Segment Open

PR #820, opened 2024-11-12
Ospf container

### LINKED ISSUE #652: Test a larger area 0.0.0.0 topology
4 duts, full mesh, count hops and verify neighbors, this to verify #635 

One more thing that our current testing does not cover is _special_ routes (black holes and more) this should also be tested. Maybe redistribute static and redistribute origin default (redistribute a default route)

### LINKED ISSUE #743: test: verify custom container interface
Some customers are using container interfaces with custom interface names (inside the container) and with a custom MAC address based on the chassis mac, with an offset 06:00:00:00:00:00.

 - Create two bridges (generic, non-VLAN filtering is fine), named `br0` and `br1`
 - Use two veth pairs `veth0a<-->veth0b`, and `veth1a<-->veth1b`
 - Set custom _container network_ interface names of `veth0a` and `veth1a`, use `br0` and `br1`, respectively (yes, really)
 - Set custom MAC address of `veth0a` (chassis + offset as above)
 - Set `veth0b` and `vet1b` as bridge ports in `br0` and `br1`, respectively
 - Add IP addresses on all interfaces (except the bridge ports, of course) to verify connectivity
 - Question: how to verify custom name when interface is inside container?
 - Maybe it would be useful in this test to also verify that disabling the container, and thus telling `podman` to move the interfaces back to the host's network namespace, also works?  Renaming the interface back to their original names without clashing with the bridges named with the same names as the interfaces inside the container.

Add an ASCII drawing (or svg) to this test so to illustrate the connections.  Preferably something prettier than the below:

                                      container
                                    _____________
                                   |             |
                                   |   br1  br0  |
               br0       br1       |___/___/_____|
                 \         \   vet1   /   /
                  \         \________/   /
                   \   veth0            /
                    \__________________/

> **Note:** it's quite possible this test cannot currently be automated since there is no way for *Infamy* to connect to the the container.  (The bundled container images do not have an SSH daemon and we don't want to go down the path of scripting the shell!)

### LINKED ISSUE #776: test: ospf-container-basic
### Purpose

This is a use-case test of multiple Infix features.  Figure 1 shows an overview of the test setup, each DUT is called R1 through R3.  The *Controller*, *ABR*, and `data` connections are simulated by the test PC.  The `ringN`  ports are connected to other DUTs via the test PC, which can act as a *link breaker*.

Image
_**Figure 1:** Topology overview._

Each DUT (R1-R3) contains, and verifies:

 - IP forwarding
 - OSPFv2 (IPv4)
 - Multiple containers'
   - two with dual networks
   - one container in *network host mode* to directly manipulate the host's firewall
 - Multiple network types

Image
_**Figure 2:** Single DUT with internal networking to containers, notice firewall container._

The DUTs are connected in a routed topology inside their own OSPF area.  A single area border router (ABR) is used to access the controller network in OSPF area 0.  Each router also provides "test points", connections where the controller (test PC) can attach other than its connection in area 0:

 - The *ringN* ports are intended to be connected to neighboring DUTs, but may at each end of the bus be used as test points
 - The *data* ports are intended to be test points for verifying connectivity with *container B* via *br1*
 - The *uplink* ports are for connecting to the *ABR*, at least one of the DUTs should *not* have a connection to the ABR, this to verify routing via another DUT

### Topology

Figure 1 shows the proposed test topology, excluding ABR and controller.  The Test PC emulates the ring, ensuring only tagged VLAN 8 traffic is forwarded between the DUTs.  Untagged traffic can be injected by the Test PC for traffic going to `br0` on each DUT.

### Stages

 - Connect from controller to each DUT's two containers A and B using the `uplink` connection
   - Verify HTTP access to container A
   - Verify SSH access to container B
 - Connect to `data` port of container B
   - Verify access to 192.0.2.1/24 using SSH from test PC
 - Verify forwarding of syslog traffic to controller
   - Inject untagged syslog UDP traffic to br0 on a DUT using one of the ring ports
   - Verify reception of NAT:ed syslog traffic

mattiaswal:
This fixes #652 (but larger 0.0.0.1 case is the same), fixes #776 and fixes #743
## Checklist

- [ ] Bugfix
  - [ ] Regression tests
- [ ] Feature
  - [ ] Regression tests added?
  - [ ] Documentation added?
- [x] Test changes
- [ ] Build related changes


troglobit (approved):
Nice work!  I like how the Frr patch(es) are now with the Frr package instead of in our Infix tree.  

As we agreed on AFK, we'll merge despite the issues we've seen on one test system.

wkz (approved):
Excellent! :1st_place_medal:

Segment Closed

WHAT YOU ARE ASKED TO DO = Quote every line of the records above, from the first down to the one holding "4 duts, full", exactly as written.

FINAL ANSWER =
PR #820, opened 2024-11-12
Ospf container

### LINKED ISSUE #652: Test a larger area 0.0.0.0 topology
4 duts, full mesh, count hops and verify neighbors, this to verify #635 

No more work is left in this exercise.